PR #1637, opened 2021-10-13
RD-3241 Added support for in-line edit of page menu items names

kubama:
## Description
Added support for in-line edit of page menu items names. Includes further refactoring around `PagesList` component.

## Screenshots / Videos
image

## Checklist

## Tests
https://jenkins.cloudify.co/view/UI/job/Stage-UI-System-Test/1377/

I extended component test to cover name change and remove functionality. Unfortunately I was not able to test items reordering. I tried:
- Cypress drag'n'drop plugin (https://github.com/4teamwork/cypress-drag-drop) - looks like the plugin is frequently reported to not working: https://github.com/4teamwork/cypress-drag-drop/issues/37
- approach taken directly from dnd-kit Cypress test: https://github.com/clauderic/dnd-kit/blob/master/cypress/support/commands.ts

None of the above worked.

## Documentation
Will be covered in RD-3341.

### DIFF
--- a/app/components/sidebar/PagesList.tsx
+++ b/app/components/sidebar/PagesList.tsx
@@ -55,6 +55,8 @@ const RemoveIcon = styled(Icon)`
 `;
 
 const EditIcon = styled(Icon)`
+    position: relative;
+    top: -3px;
     margin-left: 1em !important;
     display: none !important;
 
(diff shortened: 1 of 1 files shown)


qooban (commented):
I went through the code without big attention to detail, didn't find any issues. Good refactoring of page-related actions (unfortunately it made review a bit harder). I hope @stepek would be able to do more detailed review.

I focused on the UI changes and did some tests. In general inline editing works very good. I've got just one question: Can we have page item name truncation for long names in sidebar? (when page name is longer than the container it is not possible to click edit/remove icons)

PR #1639, opened 2021-10-19
RD-3241 Added support for adding/removing page groups to/from templates

kubama:
## Description
Added support for adding/removing page groups to/from templates.

## Screenshots / Videos
image

## Checklist

## Tests
Extended system test.
https://jenkins.cloudify.co/view/UI/job/Stage-UI-System-Test/1387/

 

## Documentation
Will be updated in separate ticket.


qooban:
I'll review tomorrow. 

It seems that some file renames with content change were recognized as file removals/additions, but going quickly through commits it looks like it will be possible to review commit-by-commit without having that issue.

app/components/templates/CreateTemplateModal.tsx
```diff
@@ -24,15 +23,33 @@ import {
...
+
+const t = StageUtils.getT('templates.createTemplateModal');
+
+interface PageMenuItem {
+    id: string;
+    type: 'page' | 'pageGroup';
+}
+
+function toId(item: PageMenuItem) {
+    return `${item.type}\n${item.id}`;
```
qooban: Can you remind me what was the reason for having line separated ID instead of e.g. concatenating using underscore or hyphen?

app/components/templates/CreateTemplateModal.tsx
```diff
@@ -43,347 +60,318 @@ const SortablePageItem: FunctionComponent<SortablePageItemProps> = ({ name, onRe
...
-    // eslint-disable-next-line react/no-unused-prop-types
-    roles: PropTypes.arrayOf(PropTypes.string),
-    // eslint-disable-next-line react/no-unused-prop-types
-    tenants: PropTypes.arrayOf(PropTypes.string),
-    onCreateTemplate: PropTypes.func.isRequired
-};
+    const tenantOptions = _.map(allAvailableTenants, item => {
+        return { text: item, value: item };
+    });
+    tenantOptions.push({ text: 'All tenants', value: Consts.DEFAULT_ALL });
```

########

> [Your objective]
Every record above needs to be returned in full, exactly.

> [Written response]
PR #1637, opened 2021-10-13
RD-3241 Added support for in-line edit of page menu items names

kubama:
## Description
Added support for in-line edit of page menu items names. Includes further refactoring around `PagesList` component.

## Screenshots / Videos
image

## Checklist

## Tests
https://jenkins.cloudify.co/view/UI/job/Stage-UI-System-Test/1377/

I extended component test to cover name change and remove functionality. Unfortunately I was not able to test items reordering. I tried:
- Cypress drag'n'drop plugin (https://github.com/4teamwork/cypress-drag-drop) - looks like the plugin is frequently reported to not working: https://github.com/4teamwork/cypress-drag-drop/issues/37
- approach taken directly from dnd-kit Cypress test: https://github.com/clauderic/dnd-kit/blob/master/cypress/support/commands.ts

None of the above worked.

## Documentation
Will be covered in RD-3341.

### DIFF
--- a/app/components/sidebar/PagesList.tsx
+++ b/app/components/sidebar/PagesList.tsx
@@ -55,6 +55,8 @@ const RemoveIcon = styled(Icon)`
 `;
 
 const EditIcon = styled(Icon)`
+    position: relative;
+    top: -3px;
     margin-left: 1em !important;
     display: none !important;
 
(diff shortened: 1 of 1 files shown)


qooban (commented):
I went through the code without big attention to detail, didn't find any issues. Good refactoring of page-related actions (unfortunately it made review a bit harder). I hope @stepek would be able to do more detailed review.

I focused on the UI changes and did some tests. In general inline editing works very good. I've got just one question: Can we have page item name truncation for long names in sidebar? (when page name is longer than the container it is not possible to click edit/remove icons)

PR #1639, opened 2021-10-19
RD-3241 Added support for adding/removing page groups to/from templates

kubama:
## Description
Added support for adding/removing page groups to/from templates.

## Screenshots / Videos
image

## Checklist

## Tests
Extended system test.
https://jenkins.cloudify.co/view/UI/job/Stage-UI-System-Test/1387/

 

## Documentation
Will be updated in separate ticket.


qooban:
I'll review tomorrow. 

It seems that some file renames with content change were recognized as file removals/additions, but going quickly through commits it looks like it will be possible to review commit-by-commit without having that issue.

app/components/templates/CreateTemplateModal.tsx
```diff
@@ -24,15 +23,33 @@ import {
...
+
+const t = StageUtils.getT('templates.createTemplateModal');
+
+interface PageMenuItem {
+    id: string;
+    type: 'page' | 'pageGroup';
+}
+
+function toId(item: PageMenuItem) {
+    return `${item.type}\n${item.id}`;
```
qooban: Can you remind me what was the reason for having line separated ID instead of e.g. concatenating using underscore or hyphen?

app/components/templates/CreateTemplateModal.tsx
```diff
@@ -43,347 +60,318 @@ const SortablePageItem: FunctionComponent<SortablePageItemProps> = ({ name, onRe
...
-    // eslint-disable-next-line react/no-unused-prop-types
-    roles: PropTypes.arrayOf(PropTypes.string),
-    // eslint-disable-next-line react/no-unused-prop-types
-    tenants: PropTypes.arrayOf(PropTypes.string),
-    onCreateTemplate: PropTypes.func.isRequired
-};
+    const tenantOptions = _.map(allAvailableTenants, item => {
+        return { text: item, value: item };
+    });
+    tenantOptions.push({ text: 'All tenants', value: Consts.DEFAULT_ALL });
```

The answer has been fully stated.